[What is needed]: Gather each line of the records where "init" appears.

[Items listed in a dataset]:
PR #1383, opened 2016-07-27
Skip mode tests with BORG_TESTS_IGNORE_MODES

### LINKED ISSUE #1363: Tests failing on ntfs-3g

PlasmaPower:
Along with #1373, resolves #1363

If you cherry pick this and #1373 onto #1359, all tests pass! :tada:

### DIFF
--- a/src/borg/testsuite/archiver.py
+++ b/src/borg/testsuite/archiver.py
@@ -988,6 +988,7 @@ class ArchiverTestCase(ArchiverTestCaseBase):
             # Restore permissions so shutil.rmtree is able to delete it
             os.system('chmod -R u+w ' + self.repository_path)
 
+    @pytest.mark.skipif('BORG_TESTS_IGNORE_MODES' in os.environ, reason='modes unreliable')
     def test_umask(self):
         self.create_regular_file('file1', size=1024 * 80)
         self.cmd('init', self.repository_location)
@@ -1936,7 +1937,8 @@ class DiffArchiverTestCase(ArchiverTestCaseBase):
             assert 'input/file_unchanged' not in output
 
             # Directory replaced with a regular file
-            assert '[drwxr-xr-x -> -rwxr-xr-x] input/dir_replaced_with_file' in output
+            if 'BORG_TESTS_IGNORE_MODES' not in os.environ:
+                assert '[drwxr-xr-x -> -rwxr-xr-x] input/dir_replaced_with_file' in output
 
             # Basic directory cases
             assert 'added directory     input/dir_added' in output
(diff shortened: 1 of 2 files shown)


enkore:
lgtm

src/borg/testsuite/archiver.py
```diff
@@ -988,6 +988,7 @@ def test_readonly_repository(self):
             # Restore permissions so shutil.rmtree is able to delete it
             os.system('chmod -R u+w ' + self.repository_path)
 
+    @pytest.mark.skipif('BORG_TESTS_UNRELIABLE_MODES' in os.environ, reason='modes unreliable')
```
ThomasWaldmann: that env var name is a bit confusing.
isn't it rather BORG_TESTS_SKIP_UNRELIABLE_MODES?
"borg tests unreliable modes" sounds rather like the opposite.

ThomasWaldmann: also, at least a short comment in the source about why we have this would be useful for the future reader.

ThomasWaldmann:
one minor thing, other than that it lgtm.

src/borg/testsuite/archiver.py
PlasmaPower: I'm trying to indicate that the modes themselves are unreliable, not the tests on them. Maybe `BORG_TESTS_IGNORE_MODES`?

ThomasWaldmann: yes, that is less confusing.

PlasmaPower: Fixed.

PlasmaPower:
I'm going to merge this into #1373 so I can include this in the py.test header. This patch probably belongs there anyway.

PR #1386, opened 2016-07-27
Add --append-only to borg init (1.0-maint)

### LINKED ISSUE #1291: add --append-only to 'borg init'

PlasmaPower:
Replaces #1357 

Fixes #1291


enkore:
lgtm

PR #1403, opened 2016-07-28
FUSE: always create a root dir, fixes #1125

### LINKED ISSUE #1125: borg mount crashes with empty archive
if one tries to mount a completely empty archive, borg mount crashes.

note: usually this never happens as one does not have empty archives.

ThomasWaldmann:
also: refactor / deduplicate directory creation


enkore:
lgtm

ThomasWaldmann:
@enkore I didn't see why the code wasn't that easy before. Do you see the point of the old code?

enkore:
No, I'm not sure why the two paths were not deduplicated. Maybe it was just not noticed?

Issue #1406, opened 2016-07-29
add include patterns


leo-b:
Sometimes the ability to not only exclude patterns but also explicitly specify includes can be useful.

I propose a new optional pattern prefix '+' that may be used with --exclude or in --exclude-from files to define include-patterns. (Just like include/exclude pattern rules in rsync.)

These patterns may be used to explicitly include files in a backup that would otherwise be excluded by a following pattern.

Some use cases:
- exclude docs but backup pdfs:
  
  ```
  --exclude +/data/docs/pdf --exclude /data/docs/
  ```
  
  (maybe `--include /data/docs/pdf` should be introduced to improve readability.)
- use a common exclude list deployed to all backup clients but override it on some specific client:
  
  `global.inclexcl`:
  
  ```
  /tmp
  *.tmp
  /scratch
  ```
  
  `local.inclexcl`:
  
  ```
  +/scratch
  /home/dir_to_exclude
  ```
  
  `$ borg create --exclude-from local.inclexcl --exclude-from global.inclexl backup /`
  
  equivalent:
  
  `global.inclexcl`:
  
  ```
  -sh:/tmp
  -fm:*.tmp
  -fm:/scratch
  ```
  
  `local.inclexcl`:
  
  ```
  +fm:/scratch
  -/home/dir_to_exclude
  ```

(Actually the same approach is already used by the --keep-tag-files option.)

PlasmaPower:
Filenames can start with + though.

leo-b:
> Filenames can start with + though.

Use ``-+file`` or ``pm:+file`` to escape and exclude a file named ``+file``.
It's just like you have to escape files named ``xx:file``:
> Explicit style selection is necessary when a non-default style is desired or when the desired pattern starts with two alphanumeric characters followed by a colon (i.e. aa:something/*).

PlasmaPower:
@leo-b It still would be a breaking change, although probably nobody's excluding a file starting with `+`.

leo-b:
@PlasmaPower I agree it should be noted in the release notes for academic purposes... ;-)

ThomasWaldmann:
@leo-b don't you find giving include patterns with --exclude **weird** somehow?

enkore:
That weirdness is shared with some other programs as well (`.*ignore` files are notorious here).

I'm not sure if this is really needed. It feels kinda rare use case and since both exclude and paths support regexpes the functionality is already there (although more complex to use).

leo-b:
[...]

PR #1407, opened 2016-07-29
add include patterns to --exclude lists

leo-b:
This PR adds include patterns as proposed in #1406.


PlasmaPower:
If we wanted to keep backwards compatibility we could add this as a new option, `--filter-from`. Not sure how important that is though.

ThomasWaldmann:
btw, flake8 checker is unhappy.

leo-b:
Sorry, forgot the last whitespace fixing commit. :-)

enkore:
Superseded by #1971

Issue #1342, opened 2016-07-16
windows: backup and extract ADS


enkore:
Alternate Data Streams (ADS) are the Windows equivalent of resource forks (and/or extended attributes, depending on platform and the moon-phase when you're asking the question ;)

[Output for this exercise]:
         self.cmd('init', self.repository_location)
Add --append-only to borg init (1.0-maint)
### LINKED ISSUE #1291: add --append-only to 'borg init'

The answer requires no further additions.